I turn back around just as a gladiator walks into the room on his regular midnight security patrol through the lair. He stops in his tracks, holding a silver-colored training shield at his side.
Feenix starts to flap his wings and dances from side to side on his pudgy little feet. “Peetha!”
Dianna takes one look at the gorgeous man and grabs Feenix’s four-fingered hand. “Ah, shoot. The shield,” she says. Feenix is stronger than he looks, and tugs Dianna forward, heading toward the metal-clad warrior, saying, “Peetha. Peetha. Peetha.”
“No, Feenix,” Dianna says, struggling to hold him back. “That’s not a pizza. You can’t eat the shield.”

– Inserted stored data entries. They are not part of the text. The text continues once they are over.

PR #3262, opened 2016-10-04
Treat vendored code as generated

### LINKED ISSUE #3234: collapse vendor folder in diffs
The `vendor/` folder is used by Go 1.6+ and other tools/languages for third-party code. While it may be good to review all the code being used in a production app, the GitHub UI still doesn't handle large amounts of code that well. 

> Sorry, we could not display the entire diff because it was too big.

(It's possible to pick commits or files, but the initial load is still an issue)

Happy to open a pull request modifying `generated.rb` to hide vendor/** in diffs.
ref: https://github.com/github/linguist/pull/1549

nathany:
resolves #3234

I'm only really interested in collapsing `vendor/` for use with Go, but I've added the other directory names defined in vendor.yml.


DocMerlin:
THANK YOU!

nathany:
thanks to @afron for making this happen

jordoh:
Is there a way to override this in `.gitattributes` like there is for `linguist-vendored`? It now appears that all diffs of `vendor/` paths get suppressed, even if `vendor linguist-vendored=false` is present in `.gitattributes`. This is a major annoyance for rails projects with `vendor/gems` and `vendor/plugins` directories that are not 3rd party code, and where diffs should not be suppressed.

arfon:
> Is there a way to override this in .gitattributes like there is for linguist-vendored?

Unfortunately not 😞 . 

> This is a major annoyance for rails projects with vendor/gems and vendor/plugins directories that are not 3rd party code, and where diffs should not be suppressed.

Apologies for any inconvenience caused here @jordoh. Unfortunately it seems like there's no perfect 'generalized' solution here. 

The proper fix is to support these overrides as you suggest / cc @brianmario

nathany:
I think the generalized solution requires some way to review individual directories of code at a time -- as a way to split up large diffs.

After all, the goal of this pull request and associated issue is to help make the GitHub UI more responsive on large diffs, not to prevent people from reviewing third-party code.

arfon:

“Bran,” I say, trying to keep my voice calm, “you and the other gladiators might want to lose the metal shields and armor just for tonight.” Bran frowns at me. “Oh, and if you could grab one of the other guys, y’all should hide that suit of armor at the door to the back hallway.” Bran’s frown deepens, and I explain. “Feenix loves anything silver…he eats metal. He thinks your shield is a silver pizza.”
Dianna is trying to distract Feenix when a streak of yellow feathers darts into the room. The rooster takes one look at Feenix and starts to flap and sqwawk.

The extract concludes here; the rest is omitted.